Automated Annotation of Shearographic Measurements Enabling Weakly Supervised Defect Detection

TL;DR

The paper tackles the lack of annotated shearography data by introducing an automated, zero-shot annotation pipeline that combines Grounded DINO for bounding boxes with SAM for segmentation, feeding into YOLOv8-based defect detectors. The approach enables weakly supervised training and scalable dataset creation, achieving strong binary classification and competitive localization compared to manual labels, though localization metrics are sensitive to bounding-box fragmentation. Prompt choice significantly impacts performance, and qualitative analysis highlights both the benefits of richer segmentation and the need for post-processing to mitigate duplicate or overlapping detections. The work points to future directions including exemplar prompting (SAM3), domain-adaptive fine-tuning, and multi-class defect characterization, with code and data to be released.

Abstract

Shearography is an interferometric technique sensitive to surface displacement gradients, providing high sensitivity for detecting subsurface defects in safety-critical components.
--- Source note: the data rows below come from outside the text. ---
PR #1439, opened 2026-05-28
feat: end-to-end release test pipeline on GKE with structured logging

emizzle:
Establishes a production-grade end-to-end release test pipeline that provisions a GKE cluster, runs the dist-test suite, streams structured logs to GCP Cloud Logging, and tears everything down — all from a single GitHub Actions release workflow. This workflow is executed automatically for every new release.

- moves cluster creation scripts into logos-storage-nim (from logos-storage-nim-cs-dist-tests)
- cluster is setup and torn down in each release workflow run
- workflow can be triggered manually via Actions → Release → Run workflow
- test run summary is posted to the workflow summary, with per-fixture log links, deep linking to structured logs in GCP Cloud Logging, with a 30-day expiry window

## Note
This PR relies on https://github.com/logos-storage/logos-storage-nim-cs-dist-tests/pull/126 to be merged first for workflows to run automatically during the release workflow. However, the workflow can be run manually, by specifying the `fix/remove-system-critical-priority` branch in the workflow input parameters.

image


.github/release/clusters/logos-storage-rel-tests-gcp-europe-west4/main.tf
```diff
@@ -0,0 +1,29 @@
...
+  region  = var.region
+  zone    = var.zone
+
+  node_pool_name         = "runners-ci-e2-standard-2"
+  node_pool_machine_type = "e2-standard-2"
+  node_pool_min          = 1
+  node_pool_max          = 5
+  node_pool_labels = {
+    default-pool  = "true"
+    scaling-type  = "auto"
```
gmega: Does it make sense to have autoscaling for a transient cluster? It'll just make everything slower. Just spin it up with the number of nodes you need.

.github/release/clusters/logos-storage-rel-tests-gcp-europe-west4/main.tf
```diff
@@ -0,0 +1,29 @@
...
+    workload-type = "tests-runners-ci"
+  }
+
+  tests_pool_name         = "tests-e2-medium"
+  tests_pool_machine_type = "e2-medium"
+  tests_pool_max          = 5
+  tests_pool_zones        = ["europe-west4-a", "europe-west4-b", "europe-west4-c"]
+  tests_pool_labels = {
+    default-pool  = "false"
+    scaling-type  = "auto"
```
gmega: Same here... I'd just make a fixed-sized pool with no autoscaling. Will probably shave off a few minutes from the tests...

.github/workflows/release.yml
```diff
@@ -179,11 +185,265 @@ jobs:
...
+
+      - name: Wait for runners-ci node to be Ready
+        run: |
+          kubectl wait \
+            --for=condition=Ready \
+            node \
+            -l workload-type=tests-runners-ci \
+            --timeout=300s
+
+      - name: Create in-cluster app kubeconfig secret
```
gmega: Why are you doing this here? Shouldn't you be using terraform for this?

.github/release/clusters/modules/gke/variables.tf
```diff
@@ -0,0 +1,78 @@
...
+variable "tests_pool_labels" {
+  type        = map(string)
+  description = "Kubernetes labels to apply to nodes in the tests pool."
+  default     = {}
+}
+
+variable "tests_pool_zones" {
+  type        = list(string)
+  description = "Zones for the tests node pool. Spanning multiple zones increases spot instance availability."
+  default     = []
```
gmega: It also makes you pay for bandwidth: https://cloud.google.com/vpc/network-pricing. Also, I wouldn't use spot instances for testing: those should run quickly, and it'll just be another confounding factor when GCP decides to kill your instance halfway through a test run.

.github/release/clusters/logos-storage-rel-tests-gcp-europe-west4/main.tf
```diff
@@ -0,0 +1,29 @@
+# Both node pools are inline in the module so GCP provisions them in parallel.
+module "gke" {
+  source = "../modules/gke"
+
+  name    = "logos-storage-rel-tests"
+  project = var.project
+  region  = var.region
+  zone    = var.zone
```
gmega, line 8: You're hardcoding the zones for the node pools, not sure it makes much sense to have those read as variables.

.github/release/clusters/logos-storage-rel-tests-gcp-europe-west4/main.tf
```diff
@@ -0,0 +1,29 @@
...
+  node_pool_labels = {
+    default-pool  = "true"
+    scaling-type  = "auto"
+    workload-type = "tests-runners-ci"
+  }
+
+  tests_pool_name         = "tests-e2-medium"
+  tests_pool_machine_type = "e2-medium"
+  tests_pool_max          = 5
+  tests_pool_zones        = ["europe-west4-a", "europe-west4-b", "europe-west4-c"]
```
gmega: Why multiple zones?

.github/workflows/release.yml
```diff
@@ -179,11 +185,265 @@ jobs:
...
+    if: github.ref_type == 'tag' || github.event_name == 'workflow_dispatch'
+    # needs: build-docker-dist-tests
+    timeout-minutes: 60
+    permissions:
+      id-token: write
+      contents: read
+    env:
+      TF_VAR_project: ${{ vars.RELEASE_TESTS_GCP_PROJECT }}
+      TF_VAR_region: europe-west4
+      TF_VAR_zone: europe-west4-a
```
gmega, line 215: Not very useful as your pool zones are hardcoded.

gmega (changes requested):
I see a few funny choices (autoscaling, multizone pools, spot instances, and some indecision as to whether or not hardcode zones/regions) but otherwise looks fine. I think we should at least remove the vars for setting regions/zones as I don't think those will work if you change them. Either that or set the node pools from the outside (workflow) as well.

.github/release/clusters/logos-storage-rel-tests-gcp-europe-west4/main.tf
emizzle: The idea here was to leave room for beefier tests that spawn a lot of pods. However, we don't currently use tests that would require more than one or two nodes (depending on the cpu/mem allowances ofc)

.github/release/clusters/logos-storage-rel-tests-gcp-europe-west4/main.tf
emizzle: Yeah i agree it doesn't make sense to autoscale the runner. Will update.

.github/release/clusters/logos-storage-rel-tests-gcp-europe-west4/main.tf
emizzle: This was an attempt to eliminate the possibility of zonal resource exhaustion, which was one possible reason why some pods weren't being spun up correctly. I'll reduce this back down to one zone.

.github/workflows/release.yml
emizzle: Yeah agreed. An artefact of trying many different things to get this to work.

.github/workflows/release.yml
emizzle: I think this was the simplest option in terms of not needing to wire up a k8s provider in TF. Will figure out how to move it to TF so that we have the most IaC approach here. Also simplifies the release workflow which got pretty long due to all the issues I ran into while porting it to GKE.

.github/release/clusters/logos-storage-rel-tests-gcp-europe-west4/main.tf
emizzle: I've fixed the runner pool to 1 node and test pool to 2 nodes

.github/release/clusters/logos-storage-rel-tests-gcp-europe-west4/main.tf
emizzle: Updated

.github/workflows/release.yml
emizzle: Updated.

.github/release/clusters/modules/gke/variables.tf
emizzle: I tried spot instances in the past but wasn't using them in this PR. The spot toleration in the dist tests was a left over after removing affinities that never worked for me in GKE (instances were not scheduling with the affinities in place). It has been removed.

.github/release/clusters/logos-storage-rel-tests-gcp-europe-west4/main.tf
emizzle: The zone is defined as an env variable in the workflow, which maps to the TF variable. This allows everything to move in lockstep if the zone is changed (same with region btw).

.github/workflows/release.yml
emizzle: On second look, the pool zones are not hardcoded. The purpose here is TF_VAR automaps to TF variables, and these are used through the terraform config files. So changing the value in the workflow is meant to flow the changes through the entire cluster and all its resources.

.github/release/clusters/modules/gke/variables.tf
gmega: OK, we can go over affinities together. They Should Work (tm)

.github/workflows/release.yml
gmega: Hmmm `tests_pool_zones` is hardcoded in `main.tf` as far as I can tell, and it won't be overridden by a TF_VAR. So while region/zone can indeed change, `tests_pool_zones` will remain always set to `["europe-west4-a", "europe-west4-b", "europe-west4-c"]`

gmega: OK I see you got rid of it so all good

.github/release/clusters/logos-storage-rel-tests-gcp-europe-west4/rbac.tf
```diff
@@ -0,0 +1,83 @@
...
+    name      = "release-tests-runner-token"
+    namespace = "default"
+    annotations = {
+      "kubernetes.io/service-account.name" = kubernetes_service_account.release_tests_runner.metadata[0].name
+    }
+  }
+
+  type                           = "kubernetes.io/service-account-token"
+  wait_for_service_account_token = true
+}
```
gmega: I think you can probably avoid the dance with service account tokens by using workload identity federation.

.github/workflows/release.yml
```diff
@@ -173,17 +179,257 @@ jobs:
...
+      - name: Check job status
+        run: |
+          # kubectl logs may have exited early (API server closed the stream).
+          # Wait for the job to reach a terminal state before checking the result.
+          kubectl wait job/$NAMEPREFIX -n default \
+            --for=condition=Complete \
+            --timeout=300s \
+          || kubectl wait job/$NAMEPREFIX -n default \
+            --for=condition=Failed \
+            --timeout=0s
```
gmega:
```suggestion
          || kubectl wait job/$NAMEPREFIX -n default \
            --for=condition=Failed \
            --timeout=300s
```

Otherwise this won't wait at all?

```text
--timeout=30s:
	The length of time to wait before giving up.  Zero means check once
	and don't wait, negative means wait for a week.
```

gmega (approved):
LGTM, except for what appears to be a bug in your pod termination sync command in `Check job status`.

.github/workflows/release.yml
emizzle: It's just doing a check of the terminal state after the first condition times out, in which case the step continues on to check the job status to ultimately add a log line in CI "Job status: Failed". I've updated it so that we toss out the exit code entirely, hopefully making it a bit more clear that we continue to the job status check always.

.github/release/clusters/logos-storage-rel-tests-gcp-europe-west4/rbac.tf
emizzle: This has been simplified a lot by removing an explicit SA token for kubeconfig and instead using a SA + cluster role binding, but it doesn't use WIF (the former modality has been deprecated). WIF is used in the workflow to authenticate as the SA to create the cluster and run terraform commands.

A key limitation to industrial adoption is the lack of high-quality annotated datasets, since manual labeling remains labor-intensive, subjective, and difficult to standardize. We introduce an automated workflow that generates defect annotations from shearography measurements using deep learning, producing high-resolution segmentation and bounding-box labels. Evaluation against expert-labeled data demonstrates sufficient accuracy to enable weakly supervised training, reducing manual effort and supporting scalable dataset creation for robust defect detection.

Paper Structure

This paper contains 12 sections, 4 figures, 1 table.

Figures (4)

  • Figure 1: Overview of the zero-shot annotation pipeline. Bounding boxes are generated by a pre-trained zero-shot detector (a), refined into segmentation masks by a zero-shot segmentor (b), and subsequently used for supervised training of defect detection models (c).
  • Figure 2: ROC and PR curves for all trained YOLOv8 models using bounding boxes. Since the models achieve very high overall performance, only a selected portion of the curves is displayed to clearly illustrate the differences between the models.
  • Figure 3: Bounding boxes and confidence scores predicted by Grounded DINO using the “Two Circles” prompt and corresponding SAM segmentation masks. (a) Example of correctly filtered detections. (b) Excessive bounding boxes around a streak-like artifact. (c) Duplicate bounding boxes for left single defect. (d) Same region at a later time, with right defect split into multiple boxes.
  • Figure 4: Validation results of the YOLO segmentation model trained on masks generated by the zero-shot Grounded-DINO + SAM pipeline using the “Two Circles“ prompt. Segmentation masks are blue, details are highlighted with orange boxes. For each case (a–f), the upper image shows the automatically generated segmentation mask, and the lower image shows the corresponding YOLO prediction. (a–c) illustrate the close correspondence between automatic labels and model output. (d) shows a defect region missed by the zero-shot pipeline but successfully detected by YOLO (detail scale 2:1); (e) shows a case where YOLO predicts a smaller, fragmented mask that no longer captures the full defect; and (f) demonstrates how an incorrectly placed automatic label is propagated through the trained model.